Exercise input ::

PR #690, opened 2022-01-19
Allow passing NULL for error (fs and btrfs plugins)

vojtechtrefny:
One step closer to fixing #527

PR #692, opened 2022-01-21
Fix multiple error path issues in kbd plugin

vojtechtrefny:
Discovered while working on #690


src/plugins/kbd.c
```diff
@@ -812,6 +812,7 @@ gboolean bd_kbd_bcache_create (const gchar *backing_device, const gchar *cache_d
         if (!present) {
             g_set_error (error, BD_KBD_ERROR, BD_KBD_ERROR_BCACHE_NOEXIST,
                          "Failed to locate uuid symlink '%s'", device_uuid[i]);
+            bd_utils_report_finished (progress_id, (*error)->message);
```
tbzatek, line 815: I suppose this will need to be rebased after #690, right?

tbzatek (approved):

src/plugins/kbd.c
vojtechtrefny: No, kbd plugin is not part of #690. I'll merge both and kbd will be next to be fixed.

PR #696, opened 2022-01-26
s390: Remove double fclose in bd_s390_dasd_online (#2045784)

vojtechtrefny:


tbzatek (approved):
Oh so yummy new compiler and added warnings!

PR #698, opened 2022-01-26
Allow passing NULL for error (kbd and loop plugins)

vojtechtrefny:


tbzatek (approved):
More or less good otherwise.

PR #699, opened 2022-01-28
Skip NVMe tests on Debian and CentOS 9

vojtechtrefny:


tbzatek (approved):
Interesting...

The c9s builds are not critical at this moment, the environment hasn't diverged much.

PR #700, opened 2022-02-03
Allow passing NULL for error (part3) 

vojtechtrefny:
This includes mdraid, mpath, nvdimm, s390 and swap plugins. Only part (where I plan to do some unrelated bigger changes first) and lvm (which I'm working on right now) plugins are left.

### DIFF
--- a/src/plugins/mdraid.c
+++ b/src/plugins/mdraid.c
@@ -215,7 +215,7 @@ void bd_md_close (void) {
  * bd_md_is_tech_avail:
  * @tech: the queried tech
  * @mode: a bit mask of queried modes of operation for @tech
- * @error: (out): place to store error (details about why the @tech-@mode combination is not available)
+ * @error: (out) (allow-none): place to store error (details about why the @tech-@mode combination is not available)
  *
  * Returns: whether the @tech-@mode combination is available -- supported by the
  *          plugin implementation and having all the runtime dependencies available
@@ -277,7 +277,7 @@ static GHashTable* parse_mdadm_vars (const gchar *str, const gchar *item_sep, co
     return table;
 }
 
-static BDMDExamineData* get_examine_data_from_table (GHashTable *table, gboolean free_table, G_GNUC_UNUSED GError **error) {
+static BDMDExamineData* get_examine_data_from_table (GHashTable *table, gboolean free_table) {
     BDMDExamineData *data = g_new0 (BDMDExamineData, 1);
     gchar *value = NULL;
     gchar *first_space = NULL;
@@ -465,7 +465,7 @@ static BDMDDetailData* get_detail_data_from_table (GHashTable *table, gboolean f
 /**
  * get_sysfs_name_from_input: (skip)
  * @input: either RAID name or node name
- * @error: (out): place to store error (if any)
+ * @error: (out) (allow-none): place to store error (if any)
  *
  * Returns: (transfer full): RAID node name
  */
@@ -493,7 +493,7 @@ static gchar* get_sysfs_name_from_input(const gchar *input, GError **error) {
 /**
  * get_mdadm_spec_from_input: (skip)
  * @input: RAID specification from user
- * @error: (out): place to store error (if any)
+ * @error: (out) (allow-none): place to store error (if any)
  *
  * Returns: (transfer full): RAID specification for mdadm
  *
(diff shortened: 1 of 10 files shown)


src/plugins/s390.c
```diff
@@ -598,25 +603,26 @@ gboolean bd_s390_zfcp_online (const gchar *devno, const gchar *wwpn, const gchar
     /* part 01: make sure device is available/not on device ignore list */
     fd = fopen (online, "r");
     if (!fd) {
-        boolrc = bd_utils_exec_and_report_error_no_progress (zfcp_cio_free, NULL, error);
-
+        boolrc = bd_utils_exec_and_report_error_no_progress (zfcp_cio_free, NULL, NULL);
```
vojtechtrefny, line 606: We were leaking errors on multiple places in the s390 plugin. I was thinking about fixing this by prefixing the leaking error instead of overwriting it by `g_set_error`, but in the end I decided to just keep ignoring the error from the calls and not changing the logic here.

vojtechtrefny:
Jenkins, test this please.

vojtechtrefny:
Jenkins, test this please.

src/plugins/mdraid.c
```diff
@@ -993,9 +991,8 @@ BDMDExamineData* bd_md_examine (const gchar *device, GError **error) {
         return NULL;
     }
 
-    ret = get_examine_data_from_table (table, TRUE, error);
+    ret = get_examine_data_from_table (table, TRUE);
     if (!ret)
-        /* error is already populated */
```
tbzatek, line 998: Hmm, wait - if `NULL` is a valid return value, it should be noted in the doc strings. However I would advise to keep the usual semantics of _return NULL means error is set_. Breaking the API is one option we can afford.

src/plugins/mpath.c
```diff
@@ -345,7 +346,7 @@ static gchar** get_map_deps (const gchar *map_name, guint64 *n_deps, GError **er
 /**
  * bd_mpath_is_mpath_member:
  * @device: device to test
- * @error: (out): place to store error (if any)
+ * @error: (out) (allow-none): place to store error (if any)
  *
  * Returns: %TRUE if the device is a multipath member, %FALSE if not or an error
```
tbzatek, line 351: This API will then hide the difference between an error scenario and valid `FALSE` result.

src/plugins/mpath.c
```diff
@@ -452,13 +455,14 @@ gchar** bd_mpath_get_mpath_members (GError **error) {
...
 
     progress_id = bd_utils_report_started ("Started getting mpath members");
 
     if (geteuid () != 0) {
-        g_set_error (error, BD_MPATH_ERROR, BD_MPATH_ERROR_NOT_ROOT,
+        g_set_error (&l_error, BD_MPATH_ERROR, BD_MPATH_ERROR_NOT_ROOT,
                      "Not running as root, cannot query DM maps");
-        bd_utils_report_finished (progress_id, (*error)->message);
+        bd_utils_report_finished (progress_id, l_error->message);
         return NULL;
```
tbzatek, line 466: Leaking `l_error`. Did you intend to propagate it up?

src/plugins/s390.c
tbzatek: I think this looks correct. The detailed error message might be lost, not a big deal I guess.

src/plugins/swap.c
```diff
@@ -392,7 +408,7 @@ gboolean bd_swap_swapoff (const gchar *device, GError **error) {
 /**
  * bd_swap_swapstatus:
  * @device: swap device to get status of
- * @error: (out): place to store error (if any)
+ * @error: (out) (allow-none): place to store error (if any)
  *
  * Returns: %TRUE if the swap device is active, %FALSE if not active or failed
  * to determine (@error) is set not a non-NULL value in such case)
```
tbzatek, line 414: Same here, I think we can afford to change the API as well.

tbzatek (commented):
Generally looks good, please think about fine-tuning the API for libblockdev-3.0 to fix the ambiguous scenarios.

src/plugins/mdraid.c
vojtechtrefny: `get_examine_data_from_table` never set the error and really couldn't return `NULL` anyway so the this check was always questionable. But I've added error here in case we change `get_examine_data_from_table` in the future.

src/plugins/mpath.c
vojtechtrefny: I asked about this in the [original issue](https://github.com/storaged-project/libblockdev/issues/527) :-)

We have two options:

1. Add an out argument.
2. Tell user to provide error if they are interested in the difference between "not member" and "error occurred".

From the API user view I don't think there is a big difference between these two situations, you need to provide an extra out variable either way. If you think 2 is the better way, we can do that, but probably in a separate PR later (to avoid changing API for UDisks for as long as possible).

tbzatek: That was merely two years ago! :-) My point is, when we have a chance right now to break the API, whether to change this or not...

E.g. the prototype would then look like this:
```C
gboolean bd_mpath_is_mpath_member (const gchar *device, gboolean *result, GError **error)
```

vojtechtrefny: Ok, lets deal with these functions separately so we can merge this without changing API. The functions that need to be changed are tracked in the original issue.

tbzatek (approved):

src/plugins/mpath.c
tbzatek: OK, let's merge this one now.

PR #701, opened 2022-02-03
Provide replacement function for strerror_l()

ffontaine:
`strerror_l()` is not implemented in some C libraries, such as uClibc, so let's provide a simple replacement function that falls back on `strerror()`.

Signed-off-by: Thomas Petazzoni <thomas.petazzoni@bootlin.com>
[Retrieved from: https://git.buildroot.net/buildroot/tree/package/libblockdev/0001-Provide-replacement-function-for-strerror_l.patch]
Signed-off-by: Fabrice Fontaine <fontaine.fabrice@gmail.com>

### DIFF
--- a/configure.ac
+++ b/configure.ac
@@ -122,6 +122,8 @@ AC_CHECK_HEADERS([dlfcn.h string.h unistd.h sys/fcntl.h sys/ioctl.h linux/random
                  [LIBBLOCKDEV_SOFT_FAILURE([Header file $ac_header not found.])],
                  [])
 
+AC_CHECK_FUNCS([strerror_l])
+
 AC_ARG_WITH([bcache],
     AS_HELP_STRING([--with-bcache], [support bcache @<:@default=yes@:>@]),
     [],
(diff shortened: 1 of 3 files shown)


blivetghoul:

tbzatek:
Interesting, thanks for the patch. However this is not a direct replacement since it handles locales differently - we use it to return non-localized string. Is there anything similar available in uClibc? Alternatively, this might be backported from other libc implementations.

Out of curiosity, is there anything else missing for successful libblockdev compilation?

ffontaine:
To my knowledge, there is nothing similar in uclibc-ng. `strerror_l` declaration was added back in 2012 with https://github.com/wbx-github/uclibc-ng/commit/0769334e2e1c8848757dcf6ca265b6c1dcf98e5d but it was never implemented. It should also be noted that locale support can also be disabled by the user in uclibc-ng. Indeed, this feature isn't really needed on embedded systems. 

Finally, this patch was the only one needed to integrate libblockdev in buildroot in 2020.

tbzatek:
To me it looks like an issue that should be fixed on uclibc side.

Further inspiration, not sure how do they handle uclibc though: https://lists.infradead.org/pipermail/libnl/2016-August/002193.html

PR #707, opened 2022-02-09
install-test-dependencies: Do not install reiserfs-utils on Fedora

vojtechtrefny:
The package is no longer available on Fedora 35 and newer.


vojtechtrefny:
> What??! :-o

Yep, it was orphaned for long time and retired in F34. I plan to unretire it, but haven't found time to do that yet.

Task statement ::
Whenever a line in the records contains the word "fixing", copy that line.

Solution for this exercise ::
One step closer to fixing #527
vojtechtrefny, line 606: We were leaking errors on multiple places in the s390 plugin. I was thinking about fixing this by prefixing the leaking error instead of overwriting it by `g_set_error`, but in the end I decided to just keep ignoring the error from the calls and not changing the logic here.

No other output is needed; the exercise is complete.